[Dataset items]
[Start of section]

PR #397, opened 2019-10-02
Keep the ($) operator on the same line in certain cases

### LINKED ISSUE #390: Leave application operator ($) on the first line in multi-line expressions
Currently a multi-line expression involving `($)` is reformatted like this:

```haskell
Foo $
  x + y

-- becomes:

Foo
  $ x + y
```

Which is arguably harder to read. It could be nicer to special-case `($)` and leave it on the first line.

mrkkrp:
Close #390.

### DIFF
--- a/data/examples/declaration/value/function/infix/applicative.hs
+++ b/data/examples/declaration/value/function/infix/applicative.hs
@@ -1,6 +1,4 @@
-
 f =
   Foo <$> bar
       <*> baz
       <*> baz'
-
--- a/data/examples/declaration/value/function/infix/comments-out.hs
+++ b/data/examples/declaration/value/function/infix/comments-out.hs
@@ -1,10 +1,8 @@
 main =
-  bar
-    $ baz -- bar
-    -- baz
+  bar $ -- bar
+    baz -- baz
 
-bar
-  $
+bar $
   {- foo
    -}
   bar
--- a/data/examples/declaration/value/function/infix/dollar-chains-out.hs
+++ b/data/examples/declaration/value/function/infix/dollar-chains-out.hs
@@ -1,0 +1,18 @@
+module Main where
+
+foo =
+  fmap escapeLeadingDollar
+    . dropPaddingSpace
+    . dropWhileEnd T.null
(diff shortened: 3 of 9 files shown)


aspiwack:
May I enquire in which certain cases will the `($)` be hanging?

mrkkrp:
When it has a an expression which has "hanging form" (`case`, `do`-block, etc.) on its right-hand side. `($)` will be placed on next line when it's part of a multi-line construction such as this:

```haskell
  where
    r =
      fmap escapeLeadingDollar
        . dropPaddingSpace
        . dropWhileEnd T.null
        . fmap (T.stripEnd . T.pack)
        . lines
        $ unpackHDS docStr
```

In other cases it'll be kept on the same line and breakpoint will be placed after the `($)` operator:

```haskell
  when (GHC.xopt Cpp dynFlags && not cfgTolerateCpp) $
    throwIO (OrmoluCppEnabled path)
```

instead of (current behavior):

```haskell
  when (GHC.xopt Cpp dynFlags && not cfgTolerateCpp)
    $ throwIO (OrmoluCppEnabled path)
```

aspiwack:
Did I understand correctly?

The `($)` will be hanging if:

- Its right-hand side starts with a hanging form
- Or, its left hand side is single-line

Can it happen that a sequence with multiple `($)` will have some hanging `($)` and some line-starting `($)`? Can we come up with an example to add to the test suite?

mrkkrp:
This:

```haskell
foo =
  bar $
  baz $
  quux
```

gets reformatted into this:

```haskell
foo =
  bar $
    baz
    $ quux
```

What happens here is that `bar` is single line but `bar $\n baz` is multi-line.

aspiwack:
I suggest having this somewhere in the test suite, so that we are conscious of this behaviour.

This particular does look a tad problematic to me, to be honest. But what matters most, is that the behaviour is recorded and tested for.

mrkkrp:
I think there should be another condition so we get:

```haskell
foo =
  bar
    $ baz
    $ quux
```

in that case. I'll take a look this evening.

[End of section]

__Aim of the task__.
Copy all data exactly, start to finish.

__Exercise answer__.
PR #397, opened 2019-10-02
Keep the ($) operator on the same line in certain cases

### LINKED ISSUE #390: Leave application operator ($) on the first line in multi-line expressions
Currently a multi-line expression involving `($)` is reformatted like this:

```haskell
Foo $
  x + y

-- becomes:

Foo
  $ x + y
```

Which is arguably harder to read. It could be nicer to special-case `($)` and leave it on the first line.

mrkkrp:
Close #390.

### DIFF
--- a/data/examples/declaration/value/function/infix/applicative.hs
+++ b/data/examples/declaration/value/function/infix/applicative.hs
@@ -1,6 +1,4 @@
-
 f =
   Foo <$> bar
       <*> baz
       <*> baz'
-
--- a/data/examples/declaration/value/function/infix/comments-out.hs
+++ b/data/examples/declaration/value/function/infix/comments-out.hs
@@ -1,10 +1,8 @@
 main =
-  bar
-    $ baz -- bar
-    -- baz
+  bar $ -- bar
+    baz -- baz
 
-bar
-  $
+bar $
   {- foo
    -}
   bar
--- a/data/examples/declaration/value/function/infix/dollar-chains-out.hs
+++ b/data/examples/declaration/value/function/infix/dollar-chains-out.hs
@@ -1,0 +1,18 @@
+module Main where
+
+foo =
+  fmap escapeLeadingDollar
+    . dropPaddingSpace
+    . dropWhileEnd T.null
(diff shortened: 3 of 9 files shown)


aspiwack:
May I enquire in which certain cases will the `($)` be hanging?

mrkkrp:
When it has a an expression which has "hanging form" (`case`, `do`-block, etc.) on its right-hand side. `($)` will be placed on next line when it's part of a multi-line construction such as this:

```haskell
  where
    r =
      fmap escapeLeadingDollar
        . dropPaddingSpace
        . dropWhileEnd T.null
        . fmap (T.stripEnd . T.pack)
        . lines
        $ unpackHDS docStr
```

In other cases it'll be kept on the same line and breakpoint will be placed after the `($)` operator:

```haskell
  when (GHC.xopt Cpp dynFlags && not cfgTolerateCpp) $
    throwIO (OrmoluCppEnabled path)
```

instead of (current behavior):

```haskell
  when (GHC.xopt Cpp dynFlags && not cfgTolerateCpp)
    $ throwIO (OrmoluCppEnabled path)
```

aspiwack:
Did I understand correctly?

The `($)` will be hanging if:

- Its right-hand side starts with a hanging form
- Or, its left hand side is single-line

Can it happen that a sequence with multiple `($)` will have some hanging `($)` and some line-starting `($)`? Can we come up with an example to add to the test suite?

mrkkrp:
This:

```haskell
foo =
  bar $
  baz $
  quux
```

gets reformatted into this:

```haskell
foo =
  bar $
    baz
    $ quux
```

What happens here is that `bar` is single line but `bar $\n baz` is multi-line.

aspiwack:
I suggest having this somewhere in the test suite, so that we are conscious of this behaviour.

This particular does look a tad problematic to me, to be honest. But what matters most, is that the behaviour is recorded and tested for.

mrkkrp:
I think there should be another condition so we get:

```haskell
foo =
  bar
    $ baz
    $ quux
```

in that case. I'll take a look this evening.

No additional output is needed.